INSTRUCTIONS TO FOLLOW = Whenever a line below includes the word "right", copy that line.

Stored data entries

+-------+

PR #210, opened 2019-09-18
Breadcrumbs

joshuap:
## Status
**READY**

## Description
This adds breadcrumbs for JavaScript with a `Honeybadger.addBreadcrumb` API that is similar to Ruby and Elixir.

Instrumentation of common browser events has been completed. I kept the implementation as simple as possible for now (for example, the derived names of HTML elements in click events are rudimentary). There should be areas to improve as we begin to use the instrumentation in practice.

Docs: https://github.com/honeybadger-io/docs/pull/67

## Related PRs
https://github.com/honeybadger-io/honeybadger-ruby/pull/312
https://github.com/honeybadger-io/honeybadger-elixir/pull/235
https://github.com/honeybadger-io/docs/pull/67
https://github.com/honeybadger-io/honeybadger/issues/2040
https://github.com/honeybadger-io/honeybadger/issues/2039
https://github.com/honeybadger-io/honeybadger/pull/2038

## Instrumentation
- [x] Console
- [x] Click events
- [x] Network: XMLHttpRequest
- [x] Network: fetch
- [x] Navigation/history
- [x] Error
- [x] Notice

## Todos
- ~~Refactor browser instrumentation~~ (we'll do this in a future PR/release)
- [x] Instrumentation tests
- [x] Documentation
- [x] Enhance XHR/fetch breadcrumb messages

## Steps to Test
```bash
> git pull --prune
> git checkout breadcrumbs
> npm test
```


src/builder.js
```diff
@@ -313,8 +322,14 @@ export default function builder() {
         data['HTTP_COOKIE'] = encodeCookie(err.cookies);
       }
 
+      const breadcrumbs = {
+        'enabled': breadcrumbsEnabled(),
+        'trail': self.breadcrumbs.slice(0),
```
rabidpraxis: What does 0th slice do?

joshuap: It's the same as calling `array.slice()`. It duplicates the array object so that additional breadcrumbs aren't added to it. I think I'll remove the `0` argument and make it implicit.

rabidpraxis: 😢

src/builder.js
```diff
@@ -516,6 +517,22 @@ export default function builder() {
...
+      try {
+        message = stringNameOfElement(event.target)
+      } catch(e) {
+        message = '[unknown]'
+      }
+
+      if (message.length === 0) return
+
+      self.addBreadcrumb(message, {
+        category: 'ui.click'
```
joshuap: @rabidpraxis is there a specific naming convention you'd like to use for subcategories, or is this OK? We might add additional UI-related events in the future, like key presses, input, focus, etc.

rabidpraxis: Yeah, this makes sense to me. So far I have kept the categories pretty simple, but I like the idea of subcategories. The only current usage of the category is to choose an icon in the interface.

joshuap:
Thanks for the thorough @rabidpraxis!

> In both the Ruby & Elixir implementations we add breadcrumbs for both the Error and the Notify events. I thought it might be weird to add these events in the stack, especially if multiple errors happen in succession (since the breadcrumbs are not purged, like they are in the other libraries). But then I thought it might actually be nice to know if a user was seeing multiple errors by looking into the breadcrumbs.

I added todos ☝️ for this.

> Also, I threw this in a personal project and found I had to click into many of the messages to know what they were related to. This might just be my use case and the project I was in, but I'm wondering if adding some details to the messages might help scanning breadcrumbs when there are many.
> 
> I don't know the right formula, but I played around a little.
> 
> Before:
> 
> [screenshot]
> 
> After:
> 
> [screenshot]
> 
> "Click: " seems redundant, maybe moving the category up into the breadcrumb or perhaps after there is a click icon it will be more apparent what each target dom name means.

Yeah, I was expecting for us to make some changes to the presentation here. I think that the solution probably involves tweaking the UI in the app as well as the messages themselves. For instance, in addition to the icon, I think it would be useful to surface the category in the main list. That alone would add a lot of visual context to the message, and may be enough. From there we could revisit the messages to see what additional info would be useful to have in the list. What do you think about that?

rabidpraxis:
I am with you on the category, we should move that up and I think that will make the UI events 💯. 

It's cool if you want to punt but I would vote to enhance the request breadcrumb message in this iteration. For FE projects that make a ton of async requests per "request" (any RESTful site) I think it would be helpful to have some context in the message. Unfortunately the best context I can think of is the full URI. Putting that in the message will make some of the fetch breadcrumbs really long (especially if there are query params). I wonder if there is something more terse we could add that gives it a little more distinction, like what we do for the SQL breadcrumbs (we concat just the model name).

joshuap:
> For FE projects that make a ton of async requests per "request" (any RESTful site) I think it would be helpful to have some context in the message. Unfortunately the best context I can think of is the full URI. Putting that in the message will make some of the fetch breadcrumbs really long (especially if there are query params). I wonder if there is something more terse we could add that gives it a little more distinction, like what we do for the SQL breadcrumbs (we concat just the model name).

For XHR and fetch, we could do the following:

1. For URLs on the same host, strip the auth/host/port info (i.e. http://localhost:3002/api/users becomes /api/users)
2. For all URLS, strip the query string (i.e. /api/recipes?filter=whatever becomes /api/recipes)
3. Prefix with type of request (xhr or fetch), i.e.: "fetch: /api/recipes"

PR #249, opened 2019-11-21
Deal with nulls in array

rabidpraxis:
Not sure if this is the right solution to nulls being included in sanitized arrays, but nulls are erroring because they are of an "object" type, yet don't implement `hasOwnProperty`


stympy:
👍

Issue #242, opened 2019-11-14
Exponential slowdown when running Jest tests with honeybadger included


aub:
## What are the steps to reproduce this issue?
1. I have a React project that uses Honeybadger for error notification. It has a test suite with a bunch of very simple tests using enzyme's `mount` function to render the components and make sure they work ok.
2. When I run this test suite after adding Honeybadger to my code, the suite slows to a crawl and then locks up completely so that I have to kill it manually.

## What happens?
The tests seem to go into an infinite loop. With some logger debugging, I found that what happens is that Honeybadger is being reinitialized with each test. During its initialization, it installs all of its instrumentation in the form of event handlers. Since it hasn't removed the handlers from the previous test(s) they start piling up, and this makes each test execution slower than the previous one.

Note that there's a little bit of conjecture here... I'm not sure why/if enzyme is holding onto the handlers from the previous test or how one might reset it. I've added console logging and seen it print out tons of logs when the handlers fire though.

## What were you expecting to happen?
Only a single instrumentation of Honeybadger so the tests don't slow down.

## Any logs, error output, etc?
…

## Any other comments?
…

## What versions are you using?
**Operating System:** MacOS 10.15.1
**Package Version:** 1.0.4
**Browser Version:**

joshuap:
Hey @aub, thanks for the report. How are you including honeybadger-js in your code? Our library guards against the instrumentation being installed more than once by the global instance, but doesn't expect to be included multiple times on a page, for instance. I'm not sure what would happen in that case.

aub:
I've got `honeybadger-js` and `@honeybadger-io/react` as dependencies in my package.json file, and then in the component modules where I need access to honeybadger I import it with:

`import Honeybadger from 'honeybadger-js'`

Maybe that's the wrong approach? I can do a quick test to verify, but I _think_ this problem is specific to the tests. We're using Jest with Enzyme and jsdom, and it seems like jsdom is supposed to reset its virtual browser after each test, but that doesn't jive with the pileup of handlers I'm seeing.

joshuap:
I think you should be able to import multiple times and it will return the same singleton object. It would be good to verify that in your project. It does sound like something strange is going on with the test setup, though.

aub:
Yep, verified that it only initializes once in the regular app. I'm not quite sure where to go from here with the tests, but I'll see if I can figure out how/when jsdom reinitializes the virtual browser.

joshuap:
[...]

PR #255, opened 2019-11-26
Unwrap functions before instrumenting

joshuap:
This should fix https://github.com/honeybadger-io/honeybadger-js/issues/242


joshuap:
@rabidpraxis thanks for looking! I think that it probably makes sense to re-replace because if (for some reason) the script was included multiple times, it makes more sense for the most recent version to own the replaced function. Not sure if I explained that very well.

rabidpraxis:
@joshuap Oh okay yeah I understand what you mean. In that case, then yeah that seems perhaps the safest move.

PR #28, opened 2016-04-05
use opencontainer/runtime-spec

liangchenye:
Since OCI has two spec projects now, update ocitools by using opencontainers/runtime-spec and use 'rspecs' for a better differentiation. 


bvalidate.go
```diff
@@ -11,7 +11,7 @@ import (
 
 	"github.com/Sirupsen/logrus"
 	"github.com/codegangsta/cli"
-	"github.com/opencontainers/specs/specs-go"
+	rspecs "github.com/opencontainers/runtime-spec/specs-go"
```
mrunalp: Maybe call it `rspec` instead of `rspecs`? Otherwise looks good. Thanks!

mrunalp:
LGTM. Thanks!

PR #29, opened 2016-04-06
Add support for sysctls to generate

mrunalp:

### DIFF
--- a/generate.go
+++ b/generate.go
@@ -45,6 +45,7 @@ var generateFlags = []cli.Flag{
 	cli.StringFlag{Name: "cwd", Value: "/", Usage: "current working directory for the process"},
 	cli.StringSliceFlag{Name: "uidmappings", Usage: "add UIDMappings e.g HostID:ContainerID:Size"},
 	cli.StringSliceFlag{Name: "gidmappings", Usage: "add GIDMappings e.g HostID:ContainerID:Size"},
+	cli.StringSliceFlag{Name: "sysctl", Usage: "add sysctl settings e.g net.ipv4.forward=1"},
 	cli.StringFlag{Name: "apparmor", Usage: "specifies the the apparmor profile for the container"},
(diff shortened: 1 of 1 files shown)


liangchenye:
https://groups.google.com/forum/#!topic/golang-announce/JMs4_CGbXWk
```
Russ Cox 	Mar 1
Re: [golang-dev] Re: A friendly heads-up: Deletion of Go1.4-dependent code in x/tools repo
Other recipients: k.shapo...@gmail.com, golan...@googlegroups.com, g...@google.com

On Tue, Mar 1, 2016 at 5:53 AM, Konstantin Shaposhnikov <k.shapo...@gmail.com> wrote:
Will cmd/vet be deleted as well?
I've seen quite a lot of projects that use Go 1.4 and "go get" vet from the x/tools repository during the build.

Since it depends on those, yes, it will.

Go 1.4 stopped being supported when Go 1.5 was released six months ago. (See https://golang.org/doc/devel/release.html#policy for details.)

Because we knew this deletion would affect use cases such as the one you mentioned, we waited an extra six months (one release cycle) to give users additional time to update, and we pre-announced the change in October (see Robert's original email for the link). That's a significant grace period with significant advance notice.

We can't keep the code running indefinitely. People who need to keep running Go 1.4 can in the worst case make their own copy of the code, but we'd also love to hear from them about why they're still on Go 1.4 so that we can address those reasons.

Thanks.
Russ
```

liangchenye:
Go community suggests to update the usage of `vet` package.

liangchenye:
Seems the x/tools repo was removed just between PR#28 and this one.
Fixed in https://github.com/opencontainers/ocitools/pull/28.

PS runc also affected by this.

mrunalp:
@liangchenye Thanks for the info! I have merged your PR and rebuilt this one. I have also opened a PR to fix this in runc.

liangchenye:
LGTM

PR #30, opened 2016-04-09
Add man pages for ocitools

rhatdan:
Also fix up Makefile so that it will install ocitools and man pages.

### DIFF
--- a/man/ocitools-generate.1.md
+++ b/man/ocitools-generate.1.md
@@ -1,0 +1,365 @@
+% OCI(1) Oci User Manuals
+% OCI Community
+% APRIL 2016
+# NAME
+ocitools-generate - Generate a OCI spec file
+
+# SYNOPSIS
+**ocitools generate**
+[**--arch**[=*[]*]
+[**--apparmor**[=*[]*]]
+[**--args**[=*[]*]]
+[**--bind**[=*[]*]]
+[**--cap-add**[=*[]*]]
+[**--cap-drop**[=*[]*]]
+[**--cwd**[=*[]*]]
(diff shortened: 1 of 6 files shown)


man/ocitools-generate.1.md
```diff
@@ -0,0 +1,356 @@
...
+
+Then exit and check the journal.
+
+    # exit
+
+    # journalctl -b | grep Hello
+
+This should list the message sent to logger.
+
+## Attaching to one or more from STDIN, STDOUT, STDERR
```
mrunalp: This does not exist in ocitools.

man/ocitools-generate.1.md
```diff
@@ -0,0 +1,356 @@
...
+```
+ $ ocitools generate -it --ipc=container:ed735b2264ac shm ipcs -m
+ $ sudo ipcs -m
+
+ ------ Shared Memory Segments --------
+ key        shmid      owner      perms      bytes      nattch     status
+ 0x0000162e 0          root       666        27         1
+```
+
+## Mapping Ports for External Usage
```
mrunalp: Also, ports have to be handled at a higher level. We can't manage them in ocitools.

rhatdan: I was just cutting and pasting docker-run man page.  On an early Saturday/Sunday morning. Will remove these sections.

rhatdan:
Fixed up the SELInux example.

rhatdan:
Removed the bogus examples.

BTW Why did you call it bvalidate rather then validate?

mrunalp:
I think we can rename it.

PR #32, opened 2016-04-11
Add bash completions

rhatdan:


completions/bash/ocitools
```diff
@@ -0,0 +1,389 @@
...
+
+# suppress trailing whitespace
+__ocitools_nospace() {
+	# compopt is not available in ancient bash versions
+	type compopt &>/dev/null && compopt -o nospace
+}
+
+__ocitools_complete_propagations() {
+	COMPREPLY=( $( compgen -W "
+		PRIVATE
```
mrunalp: we are using lowercase here. I can change it but will do it after this goes in.

mrunalp:
LGTM

PR #35, opened 2016-04-13
Add support for using a base template

mrunalp:

### DIFF
--- a/generate.go
+++ b/generate.go
@@ -4,6 +4,7 @@ import (
 	"encoding/json"
 	"fmt"
 	"io/ioutil"
+	"os"
 	"runtime"
 	"strconv"
 	"strings"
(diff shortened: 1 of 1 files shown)


mrunalp:
@liangchenye @rhatdan PTAL

liangchenye:
LGTM

rhatdan:
Why not make the default template use this method and ship it separate from the runc implementation.

mrunalp:
@rhatdan That would mean going elsewhere to get the first template. With this approach one can start by creating a template and then use it as the base for other templates.

rhatdan:
How do I see the default template other then reading the code?  Can I easily generate the default template so I can edit it.

mrunalp:
@rhatdan Just running ocitools generate will give you the default template.

rhatdan:
Ok I guess we should document this, If you want to customize the default template, run ostree generate.  Edit config.json, or run ocitools to create a config.json, which you want as your customer "template."

mrunalp:
Yeah, I will follow up with a PR with updated documentation.

PR #42, opened 2016-04-28
man/ocitools-generate: Use [OPTIONS] in the synopsis

wking:
There are so many of these, I think it's time to follow grep(1) and
friends and punt the individual details to the OPTIONS section.

I stared off trying to adjust the metavars (to use the [Python
nomenclature][1]) to match the OPTIONS section, but there are so many
;).  And useful metavars in the synopsis would make the synopsis even
more unwieldy than it already was.

[1]: https://docs.python.org/3/library/argparse.html#metavar


mrunalp:
LGTM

+-------+

ANSWER BELOW =
> I don't know the right formula, but I played around a little.
Not sure if this is the right solution to nulls being included in sanitized arrays, but nulls are erroring because they are of an "object" type, yet don't implement `hasOwnProperty`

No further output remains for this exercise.